*** Opening Data listing ***

PR #3101, opened 2015-10-27
Custom collection field name formatter

pattrawoots:
I have been working with APIs that only take array parameters by repeating the name of variable without need of appending brackets '[]'. For example, http://test.com?test=value1&test=value2.

By applying these changes, developers will be able to customize the naming convention for collection parameters in query string.

### DIFF
--- a/AFNetworking/AFURLRequestSerialization.h
+++ b/AFNetworking/AFURLRequestSerialization.h
@@ -59,6 +59,9 @@ typedef NS_ENUM(NSUInteger, AFHTTPRequestQueryStringSerializationStyle) {
     AFHTTPRequestQueryStringDefaultStyle = 0,
 };
 
+typedef NSString * __nullable (^AFQueryStringNestedFieldNameFormatterBlock)(NSString * __nullable key, NSString *nestedKey);
+typedef NSString * __nullable (^AFQueryStringArrayFieldNameFormatterBlock)(NSString * key);
+
 @protocol AFMultipartFormData;
 
 /**
@@ -114,6 +117,16 @@ typedef NS_ENUM(NSUInteger, AFHTTPRequestQueryStringSerializationStyle) {
  @see NSMutableURLRequest -setTimeoutInterval:
  */
 @property (nonatomic, assign) NSTimeInterval timeoutInterval;
+
+/**
+ The field name formatter for nested field in query string.
+ */
+@property (nonatomic, copy) AFQueryStringNestedFieldNameFormatterBlock nestedFieldNameFormatterBlock;
+
+/**
+ The field name formatter for array field in query string.
+ */
+@property (nonatomic, copy) AFQueryStringArrayFieldNameFormatterBlock arrayFieldNameFormatterBlock;
 
 ///---------------------------------------
 /// @name Configuring HTTP Request Headers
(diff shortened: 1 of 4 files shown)


kcharwood:
Thanks for the PR! This is interesting. I personally haven't ran into this issue before. We expose `setQueryStringSerializationWithBlock` on `AFURLRequestSerialization` to allow anyone to do their own custom query string serialization, so this comes down to balancing complicating the API interface vs making it easier for "corner case" development.

We're there any particular shortcomings with `setQueryStringSerializationWithBlock` that made you go down this route?

@cnoon @jshier @kylef Any feelings one way or the other on if this belongs in core?

kcharwood:
Bump for @cnoon @jshier @kylef Any feelings one way or the other on if this belongs in core?

cnoon:
I'm with you @kcharwood...this is certainly an interesting approach. At the moment, I lean towards this being a bit too complicated. It just clutters the APIs IMO. I do think there is some nice functionality here though for anyone that needs to customize this type of behavior.

I'm not in favor of merging this PR as is. I would really REALLY like to @pattrawoots reply to:

> We're there any particular shortcomings with setQueryStringSerializationWithBlock that made you go down this route?

If you don't get a reply, then I'd probably just close this for now and add a card to Trello to investigate simplifying this PR and intermixing with the `setQueryStringSerializationWithBlock` approach.

pattrawoots:
Hi @cnoon and @kcharwood,

I fully understand that I'd better go with setQueryStringSerializationWithBlock to customize the serialization.

However, it would be great if some helpful AF's functions were made public. (e.g. AFPercentEscapedStringFromString), as I just don't want to write a whole new serializer that is likely to look the same as AFQueryStringFromParameters and AFQueryStringPairsFromKeyAndValue with a few differences.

*** Closing Data listing ***

To do => Return only the lines of the records in which the string "AFQueryStringArrayFieldNameFormatterBlock" appears.

Task result =>
+typedef NSString * __nullable (^AFQueryStringArrayFieldNameFormatterBlock)(NSString * key);
+@property (nonatomic, copy) AFQueryStringArrayFieldNameFormatterBlock arrayFieldNameFormatterBlock;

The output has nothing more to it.